The lines from the start of the data through the line with "to be managed but" are to be returned verbatim; all later lines are to be omitted.

--- RECORDS FOR THIS TASK Enclosed Below ---

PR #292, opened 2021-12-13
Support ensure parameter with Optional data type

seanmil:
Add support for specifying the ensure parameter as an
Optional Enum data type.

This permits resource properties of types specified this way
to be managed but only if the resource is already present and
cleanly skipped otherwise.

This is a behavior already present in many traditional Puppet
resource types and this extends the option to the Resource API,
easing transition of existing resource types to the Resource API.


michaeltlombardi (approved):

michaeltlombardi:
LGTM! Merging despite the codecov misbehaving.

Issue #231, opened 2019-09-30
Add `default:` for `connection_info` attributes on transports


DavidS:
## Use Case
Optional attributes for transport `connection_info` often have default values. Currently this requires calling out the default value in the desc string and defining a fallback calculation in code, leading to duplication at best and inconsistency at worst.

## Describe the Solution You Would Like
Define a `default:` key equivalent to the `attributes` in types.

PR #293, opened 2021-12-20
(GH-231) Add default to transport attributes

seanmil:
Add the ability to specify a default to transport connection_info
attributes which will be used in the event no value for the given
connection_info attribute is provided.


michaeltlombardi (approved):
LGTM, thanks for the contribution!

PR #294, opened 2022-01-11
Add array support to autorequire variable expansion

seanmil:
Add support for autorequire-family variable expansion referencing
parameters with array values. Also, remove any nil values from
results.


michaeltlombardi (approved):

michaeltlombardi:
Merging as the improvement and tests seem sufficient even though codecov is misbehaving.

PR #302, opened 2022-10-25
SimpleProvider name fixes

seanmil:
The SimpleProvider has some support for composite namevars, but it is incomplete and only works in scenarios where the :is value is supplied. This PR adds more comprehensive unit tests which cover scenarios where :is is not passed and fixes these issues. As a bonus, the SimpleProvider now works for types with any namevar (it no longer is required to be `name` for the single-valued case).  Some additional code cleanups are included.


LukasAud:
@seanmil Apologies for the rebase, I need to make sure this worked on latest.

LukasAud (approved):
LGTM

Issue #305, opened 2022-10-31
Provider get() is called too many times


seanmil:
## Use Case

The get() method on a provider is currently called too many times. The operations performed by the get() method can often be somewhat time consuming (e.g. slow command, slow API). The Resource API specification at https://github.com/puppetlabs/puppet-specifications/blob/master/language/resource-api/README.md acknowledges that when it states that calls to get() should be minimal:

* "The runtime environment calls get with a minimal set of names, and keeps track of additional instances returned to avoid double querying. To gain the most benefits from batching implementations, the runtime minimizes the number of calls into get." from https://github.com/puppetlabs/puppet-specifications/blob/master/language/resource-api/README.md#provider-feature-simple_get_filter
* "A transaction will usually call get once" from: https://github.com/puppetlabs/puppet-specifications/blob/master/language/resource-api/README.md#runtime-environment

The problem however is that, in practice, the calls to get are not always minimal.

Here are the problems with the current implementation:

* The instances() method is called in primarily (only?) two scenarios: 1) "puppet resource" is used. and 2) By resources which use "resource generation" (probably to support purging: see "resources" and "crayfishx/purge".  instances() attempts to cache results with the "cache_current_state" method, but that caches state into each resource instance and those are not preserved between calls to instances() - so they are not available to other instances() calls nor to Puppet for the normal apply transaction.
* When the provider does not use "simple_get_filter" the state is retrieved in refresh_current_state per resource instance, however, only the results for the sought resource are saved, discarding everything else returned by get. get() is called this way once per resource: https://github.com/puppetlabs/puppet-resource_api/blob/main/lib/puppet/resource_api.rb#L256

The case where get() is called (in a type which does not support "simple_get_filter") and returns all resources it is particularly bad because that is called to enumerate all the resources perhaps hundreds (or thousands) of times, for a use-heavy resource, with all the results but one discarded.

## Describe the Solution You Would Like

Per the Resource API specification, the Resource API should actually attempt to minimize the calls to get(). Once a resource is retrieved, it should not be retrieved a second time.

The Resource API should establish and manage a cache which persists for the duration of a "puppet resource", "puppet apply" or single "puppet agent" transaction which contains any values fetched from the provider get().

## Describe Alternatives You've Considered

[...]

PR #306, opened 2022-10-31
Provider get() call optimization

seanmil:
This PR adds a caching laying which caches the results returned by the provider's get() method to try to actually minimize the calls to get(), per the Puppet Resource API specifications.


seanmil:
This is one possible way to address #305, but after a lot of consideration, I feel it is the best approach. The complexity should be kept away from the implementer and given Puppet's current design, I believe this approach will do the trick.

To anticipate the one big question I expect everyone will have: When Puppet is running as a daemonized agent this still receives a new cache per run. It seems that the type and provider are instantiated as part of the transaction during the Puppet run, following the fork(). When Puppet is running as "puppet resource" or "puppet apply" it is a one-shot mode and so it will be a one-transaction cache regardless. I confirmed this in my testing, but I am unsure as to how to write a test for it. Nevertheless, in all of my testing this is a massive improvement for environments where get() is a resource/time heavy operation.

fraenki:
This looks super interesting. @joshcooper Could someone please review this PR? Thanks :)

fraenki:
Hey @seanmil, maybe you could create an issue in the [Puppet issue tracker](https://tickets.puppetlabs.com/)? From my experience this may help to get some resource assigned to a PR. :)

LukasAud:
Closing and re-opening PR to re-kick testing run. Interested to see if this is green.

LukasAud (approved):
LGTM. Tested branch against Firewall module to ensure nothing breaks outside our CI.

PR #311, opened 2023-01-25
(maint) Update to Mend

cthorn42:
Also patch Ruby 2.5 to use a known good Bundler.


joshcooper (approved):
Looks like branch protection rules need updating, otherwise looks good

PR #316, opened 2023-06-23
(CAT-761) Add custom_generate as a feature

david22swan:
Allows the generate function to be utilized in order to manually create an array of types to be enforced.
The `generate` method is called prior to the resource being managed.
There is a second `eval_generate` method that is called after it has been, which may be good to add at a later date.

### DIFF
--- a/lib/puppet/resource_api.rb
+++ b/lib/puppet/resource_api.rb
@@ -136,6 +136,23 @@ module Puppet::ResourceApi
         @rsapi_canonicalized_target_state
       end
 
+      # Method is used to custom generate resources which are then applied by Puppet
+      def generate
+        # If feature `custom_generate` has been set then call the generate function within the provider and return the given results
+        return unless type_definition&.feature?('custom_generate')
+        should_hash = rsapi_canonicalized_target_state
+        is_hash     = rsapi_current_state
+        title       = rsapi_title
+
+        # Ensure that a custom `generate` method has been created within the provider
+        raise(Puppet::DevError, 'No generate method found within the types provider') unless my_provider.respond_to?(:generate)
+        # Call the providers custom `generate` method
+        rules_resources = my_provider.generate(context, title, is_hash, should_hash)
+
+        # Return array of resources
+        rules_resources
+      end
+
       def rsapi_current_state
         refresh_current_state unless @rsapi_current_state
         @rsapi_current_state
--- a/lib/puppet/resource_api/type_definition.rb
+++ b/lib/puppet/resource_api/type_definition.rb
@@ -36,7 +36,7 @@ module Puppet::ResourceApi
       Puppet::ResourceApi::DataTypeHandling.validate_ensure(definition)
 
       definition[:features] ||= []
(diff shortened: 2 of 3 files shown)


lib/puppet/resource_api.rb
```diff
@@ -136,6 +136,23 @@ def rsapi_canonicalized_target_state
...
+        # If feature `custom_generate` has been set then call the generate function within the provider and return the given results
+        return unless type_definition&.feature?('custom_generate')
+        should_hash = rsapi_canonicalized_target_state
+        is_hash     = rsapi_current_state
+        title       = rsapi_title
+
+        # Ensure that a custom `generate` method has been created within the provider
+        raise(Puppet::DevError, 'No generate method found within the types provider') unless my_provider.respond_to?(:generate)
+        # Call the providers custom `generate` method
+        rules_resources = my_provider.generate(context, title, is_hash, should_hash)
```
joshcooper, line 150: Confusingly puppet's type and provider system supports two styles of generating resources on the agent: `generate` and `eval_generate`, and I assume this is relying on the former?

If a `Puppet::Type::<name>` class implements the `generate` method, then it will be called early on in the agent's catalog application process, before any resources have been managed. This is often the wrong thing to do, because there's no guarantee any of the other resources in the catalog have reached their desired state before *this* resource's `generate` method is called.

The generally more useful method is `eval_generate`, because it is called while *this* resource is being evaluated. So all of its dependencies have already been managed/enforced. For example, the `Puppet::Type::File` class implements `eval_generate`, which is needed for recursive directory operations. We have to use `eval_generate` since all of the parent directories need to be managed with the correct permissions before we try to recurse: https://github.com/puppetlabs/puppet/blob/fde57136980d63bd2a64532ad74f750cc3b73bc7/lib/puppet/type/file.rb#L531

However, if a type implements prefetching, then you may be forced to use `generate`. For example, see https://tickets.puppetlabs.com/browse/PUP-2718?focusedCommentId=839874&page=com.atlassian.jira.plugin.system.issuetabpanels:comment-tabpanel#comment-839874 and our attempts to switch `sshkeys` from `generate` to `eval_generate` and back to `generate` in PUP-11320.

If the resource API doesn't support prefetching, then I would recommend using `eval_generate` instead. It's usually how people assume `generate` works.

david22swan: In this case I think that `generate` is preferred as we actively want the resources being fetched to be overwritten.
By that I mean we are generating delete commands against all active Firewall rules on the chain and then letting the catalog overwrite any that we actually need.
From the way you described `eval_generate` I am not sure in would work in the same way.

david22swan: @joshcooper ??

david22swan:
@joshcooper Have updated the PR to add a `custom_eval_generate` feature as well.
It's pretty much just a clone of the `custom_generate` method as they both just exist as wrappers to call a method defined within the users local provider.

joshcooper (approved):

--- End of Enclosed RECORDS FOR THIS TASK ---

§ **RESULT**:
PR #292, opened 2021-12-13
Support ensure parameter with Optional data type

seanmil:
Add support for specifying the ensure parameter as an
Optional Enum data type.

This permits resource properties of types specified this way
to be managed but only if the resource is already present and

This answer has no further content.